**EXERCISE AIM**:
The records are to be repeated in full. Every line must match.

(Collected data)
··········

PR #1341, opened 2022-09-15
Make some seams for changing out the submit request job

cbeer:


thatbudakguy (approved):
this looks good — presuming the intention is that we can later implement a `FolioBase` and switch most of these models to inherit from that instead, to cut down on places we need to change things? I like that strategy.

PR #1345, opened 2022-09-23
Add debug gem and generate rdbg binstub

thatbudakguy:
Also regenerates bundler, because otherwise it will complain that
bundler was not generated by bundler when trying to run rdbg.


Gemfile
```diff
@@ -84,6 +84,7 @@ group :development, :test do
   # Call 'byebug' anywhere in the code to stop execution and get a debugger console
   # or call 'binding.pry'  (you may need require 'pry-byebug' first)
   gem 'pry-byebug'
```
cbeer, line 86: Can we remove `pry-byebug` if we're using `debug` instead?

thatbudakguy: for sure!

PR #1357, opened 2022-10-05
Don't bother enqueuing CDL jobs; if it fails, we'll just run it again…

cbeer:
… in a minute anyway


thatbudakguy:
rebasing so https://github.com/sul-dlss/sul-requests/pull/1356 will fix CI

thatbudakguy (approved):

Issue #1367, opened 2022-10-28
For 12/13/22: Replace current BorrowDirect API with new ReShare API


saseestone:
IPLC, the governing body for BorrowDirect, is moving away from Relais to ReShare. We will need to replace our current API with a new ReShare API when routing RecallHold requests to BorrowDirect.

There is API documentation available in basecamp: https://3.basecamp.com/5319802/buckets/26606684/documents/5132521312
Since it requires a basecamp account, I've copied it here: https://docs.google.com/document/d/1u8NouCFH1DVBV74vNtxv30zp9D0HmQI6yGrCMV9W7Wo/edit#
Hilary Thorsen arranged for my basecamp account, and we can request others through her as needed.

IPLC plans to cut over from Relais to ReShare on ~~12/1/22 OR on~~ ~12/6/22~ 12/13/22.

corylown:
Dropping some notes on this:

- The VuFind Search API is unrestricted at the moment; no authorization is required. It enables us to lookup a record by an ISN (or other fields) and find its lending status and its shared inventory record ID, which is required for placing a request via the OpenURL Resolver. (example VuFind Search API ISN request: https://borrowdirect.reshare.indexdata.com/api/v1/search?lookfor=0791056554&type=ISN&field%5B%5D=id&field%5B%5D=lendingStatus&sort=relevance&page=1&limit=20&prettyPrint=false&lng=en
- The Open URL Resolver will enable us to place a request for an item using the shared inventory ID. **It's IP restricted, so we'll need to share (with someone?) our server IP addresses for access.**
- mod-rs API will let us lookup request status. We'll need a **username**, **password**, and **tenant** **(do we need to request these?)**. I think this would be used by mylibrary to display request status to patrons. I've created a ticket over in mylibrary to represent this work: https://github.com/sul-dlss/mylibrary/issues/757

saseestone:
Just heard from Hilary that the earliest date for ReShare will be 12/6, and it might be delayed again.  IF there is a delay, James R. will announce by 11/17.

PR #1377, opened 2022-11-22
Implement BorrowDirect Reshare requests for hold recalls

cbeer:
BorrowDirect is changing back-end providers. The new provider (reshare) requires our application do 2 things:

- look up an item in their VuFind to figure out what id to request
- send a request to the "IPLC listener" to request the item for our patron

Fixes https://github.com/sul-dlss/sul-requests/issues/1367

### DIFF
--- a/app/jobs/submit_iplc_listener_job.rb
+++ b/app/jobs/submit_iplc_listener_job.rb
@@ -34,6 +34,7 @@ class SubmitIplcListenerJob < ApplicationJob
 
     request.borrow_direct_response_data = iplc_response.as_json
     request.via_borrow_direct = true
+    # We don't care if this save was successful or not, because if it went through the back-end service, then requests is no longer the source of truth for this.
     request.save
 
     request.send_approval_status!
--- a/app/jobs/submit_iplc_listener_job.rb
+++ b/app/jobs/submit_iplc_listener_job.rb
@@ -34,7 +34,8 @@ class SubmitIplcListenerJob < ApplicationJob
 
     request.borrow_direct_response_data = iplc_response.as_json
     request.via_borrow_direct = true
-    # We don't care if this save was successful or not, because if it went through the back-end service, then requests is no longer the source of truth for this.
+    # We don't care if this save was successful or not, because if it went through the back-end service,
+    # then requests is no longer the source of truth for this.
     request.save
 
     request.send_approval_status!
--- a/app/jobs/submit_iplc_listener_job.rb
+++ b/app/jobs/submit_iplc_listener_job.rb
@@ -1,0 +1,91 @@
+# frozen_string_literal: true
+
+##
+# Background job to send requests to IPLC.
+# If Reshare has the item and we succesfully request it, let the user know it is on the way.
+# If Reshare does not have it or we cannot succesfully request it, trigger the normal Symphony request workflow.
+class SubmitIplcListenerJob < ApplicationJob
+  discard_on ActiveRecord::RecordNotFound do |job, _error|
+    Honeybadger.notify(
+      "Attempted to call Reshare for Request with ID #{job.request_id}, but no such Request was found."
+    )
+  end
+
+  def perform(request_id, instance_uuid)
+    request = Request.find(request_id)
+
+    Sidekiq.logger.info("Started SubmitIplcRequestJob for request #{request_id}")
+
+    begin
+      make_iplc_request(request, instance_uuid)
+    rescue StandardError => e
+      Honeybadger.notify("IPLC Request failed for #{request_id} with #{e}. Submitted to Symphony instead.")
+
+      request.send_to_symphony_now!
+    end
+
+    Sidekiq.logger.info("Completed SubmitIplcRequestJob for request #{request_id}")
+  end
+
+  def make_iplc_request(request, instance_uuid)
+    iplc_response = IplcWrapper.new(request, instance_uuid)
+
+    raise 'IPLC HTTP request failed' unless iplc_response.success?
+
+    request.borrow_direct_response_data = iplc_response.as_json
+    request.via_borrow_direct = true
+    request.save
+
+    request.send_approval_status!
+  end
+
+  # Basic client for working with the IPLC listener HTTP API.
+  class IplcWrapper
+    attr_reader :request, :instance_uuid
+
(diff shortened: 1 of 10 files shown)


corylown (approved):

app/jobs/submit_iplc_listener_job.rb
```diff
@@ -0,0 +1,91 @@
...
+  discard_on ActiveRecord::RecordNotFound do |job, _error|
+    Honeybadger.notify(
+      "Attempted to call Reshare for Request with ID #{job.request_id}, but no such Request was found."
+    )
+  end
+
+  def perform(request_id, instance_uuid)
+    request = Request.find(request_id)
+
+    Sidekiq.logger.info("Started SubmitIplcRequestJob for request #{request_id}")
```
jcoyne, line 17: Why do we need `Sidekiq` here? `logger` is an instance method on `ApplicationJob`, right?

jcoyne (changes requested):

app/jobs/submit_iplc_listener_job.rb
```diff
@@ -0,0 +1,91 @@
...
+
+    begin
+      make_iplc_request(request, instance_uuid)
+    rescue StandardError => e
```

··········

**RESPONSE TO THIS TASK**:
PR #1341, opened 2022-09-15
Make some seams for changing out the submit request job

cbeer:


thatbudakguy (approved):
this looks good — presuming the intention is that we can later implement a `FolioBase` and switch most of these models to inherit from that instead, to cut down on places we need to change things? I like that strategy.

PR #1345, opened 2022-09-23
Add debug gem and generate rdbg binstub

thatbudakguy:
Also regenerates bundler, because otherwise it will complain that
bundler was not generated by bundler when trying to run rdbg.


Gemfile
```diff
@@ -84,6 +84,7 @@ group :development, :test do
   # Call 'byebug' anywhere in the code to stop execution and get a debugger console
   # or call 'binding.pry'  (you may need require 'pry-byebug' first)
   gem 'pry-byebug'
```
cbeer, line 86: Can we remove `pry-byebug` if we're using `debug` instead?

thatbudakguy: for sure!

PR #1357, opened 2022-10-05
Don't bother enqueuing CDL jobs; if it fails, we'll just run it again…

cbeer:
… in a minute anyway


thatbudakguy:
rebasing so https://github.com/sul-dlss/sul-requests/pull/1356 will fix CI

thatbudakguy (approved):

Issue #1367, opened 2022-10-28
For 12/13/22: Replace current BorrowDirect API with new ReShare API


saseestone:
IPLC, the governing body for BorrowDirect, is moving away from Relais to ReShare. We will need to replace our current API with a new ReShare API when routing RecallHold requests to BorrowDirect.

There is API documentation available in basecamp: https://3.basecamp.com/5319802/buckets/26606684/documents/5132521312
Since it requires a basecamp account, I've copied it here: https://docs.google.com/document/d/1u8NouCFH1DVBV74vNtxv30zp9D0HmQI6yGrCMV9W7Wo/edit#
Hilary Thorsen arranged for my basecamp account, and we can request others through her as needed.

IPLC plans to cut over from Relais to ReShare on ~~12/1/22 OR on~~ ~12/6/22~ 12/13/22.

corylown:
Dropping some notes on this:

- The VuFind Search API is unrestricted at the moment; no authorization is required. It enables us to lookup a record by an ISN (or other fields) and find its lending status and its shared inventory record ID, which is required for placing a request via the OpenURL Resolver. (example VuFind Search API ISN request: https://borrowdirect.reshare.indexdata.com/api/v1/search?lookfor=0791056554&type=ISN&field%5B%5D=id&field%5B%5D=lendingStatus&sort=relevance&page=1&limit=20&prettyPrint=false&lng=en
- The Open URL Resolver will enable us to place a request for an item using the shared inventory ID. **It's IP restricted, so we'll need to share (with someone?) our server IP addresses for access.**
- mod-rs API will let us lookup request status. We'll need a **username**, **password**, and **tenant** **(do we need to request these?)**. I think this would be used by mylibrary to display request status to patrons. I've created a ticket over in mylibrary to represent this work: https://github.com/sul-dlss/mylibrary/issues/757

saseestone:
Just heard from Hilary that the earliest date for ReShare will be 12/6, and it might be delayed again.  IF there is a delay, James R. will announce by 11/17.

PR #1377, opened 2022-11-22
Implement BorrowDirect Reshare requests for hold recalls

cbeer:
BorrowDirect is changing back-end providers. The new provider (reshare) requires our application do 2 things:

- look up an item in their VuFind to figure out what id to request
- send a request to the "IPLC listener" to request the item for our patron

Fixes https://github.com/sul-dlss/sul-requests/issues/1367

### DIFF
--- a/app/jobs/submit_iplc_listener_job.rb
+++ b/app/jobs/submit_iplc_listener_job.rb
@@ -34,6 +34,7 @@ class SubmitIplcListenerJob < ApplicationJob
 
     request.borrow_direct_response_data = iplc_response.as_json
     request.via_borrow_direct = true
+    # We don't care if this save was successful or not, because if it went through the back-end service, then requests is no longer the source of truth for this.
     request.save
 
     request.send_approval_status!
--- a/app/jobs/submit_iplc_listener_job.rb
+++ b/app/jobs/submit_iplc_listener_job.rb
@@ -34,7 +34,8 @@ class SubmitIplcListenerJob < ApplicationJob
 
     request.borrow_direct_response_data = iplc_response.as_json
     request.via_borrow_direct = true
-    # We don't care if this save was successful or not, because if it went through the back-end service, then requests is no longer the source of truth for this.
+    # We don't care if this save was successful or not, because if it went through the back-end service,
+    # then requests is no longer the source of truth for this.
     request.save
 
     request.send_approval_status!
--- a/app/jobs/submit_iplc_listener_job.rb
+++ b/app/jobs/submit_iplc_listener_job.rb
@@ -1,0 +1,91 @@
+# frozen_string_literal: true
+
+##
+# Background job to send requests to IPLC.
+# If Reshare has the item and we succesfully request it, let the user know it is on the way.
+# If Reshare does not have it or we cannot succesfully request it, trigger the normal Symphony request workflow.
+class SubmitIplcListenerJob < ApplicationJob
+  discard_on ActiveRecord::RecordNotFound do |job, _error|
+    Honeybadger.notify(
+      "Attempted to call Reshare for Request with ID #{job.request_id}, but no such Request was found."
+    )
+  end
+
+  def perform(request_id, instance_uuid)
+    request = Request.find(request_id)
+
+    Sidekiq.logger.info("Started SubmitIplcRequestJob for request #{request_id}")
+
+    begin
+      make_iplc_request(request, instance_uuid)
+    rescue StandardError => e
+      Honeybadger.notify("IPLC Request failed for #{request_id} with #{e}. Submitted to Symphony instead.")
+
+      request.send_to_symphony_now!
+    end
+
+    Sidekiq.logger.info("Completed SubmitIplcRequestJob for request #{request_id}")
+  end
+
+  def make_iplc_request(request, instance_uuid)
+    iplc_response = IplcWrapper.new(request, instance_uuid)
+
+    raise 'IPLC HTTP request failed' unless iplc_response.success?
+
+    request.borrow_direct_response_data = iplc_response.as_json
+    request.via_borrow_direct = true
+    request.save
+
+    request.send_approval_status!
+  end
+
+  # Basic client for working with the IPLC listener HTTP API.
+  class IplcWrapper
+    attr_reader :request, :instance_uuid
+
(diff shortened: 1 of 10 files shown)


corylown (approved):

app/jobs/submit_iplc_listener_job.rb
```diff
@@ -0,0 +1,91 @@
...
+  discard_on ActiveRecord::RecordNotFound do |job, _error|
+    Honeybadger.notify(
+      "Attempted to call Reshare for Request with ID #{job.request_id}, but no such Request was found."
+    )
+  end
+
+  def perform(request_id, instance_uuid)
+    request = Request.find(request_id)
+
+    Sidekiq.logger.info("Started SubmitIplcRequestJob for request #{request_id}")
```
jcoyne, line 17: Why do we need `Sidekiq` here? `logger` is an instance method on `ApplicationJob`, right?

jcoyne (changes requested):

app/jobs/submit_iplc_listener_job.rb
```diff
@@ -0,0 +1,91 @@
...
+
+    begin
+      make_iplc_request(request, instance_uuid)
+    rescue StandardError => e
```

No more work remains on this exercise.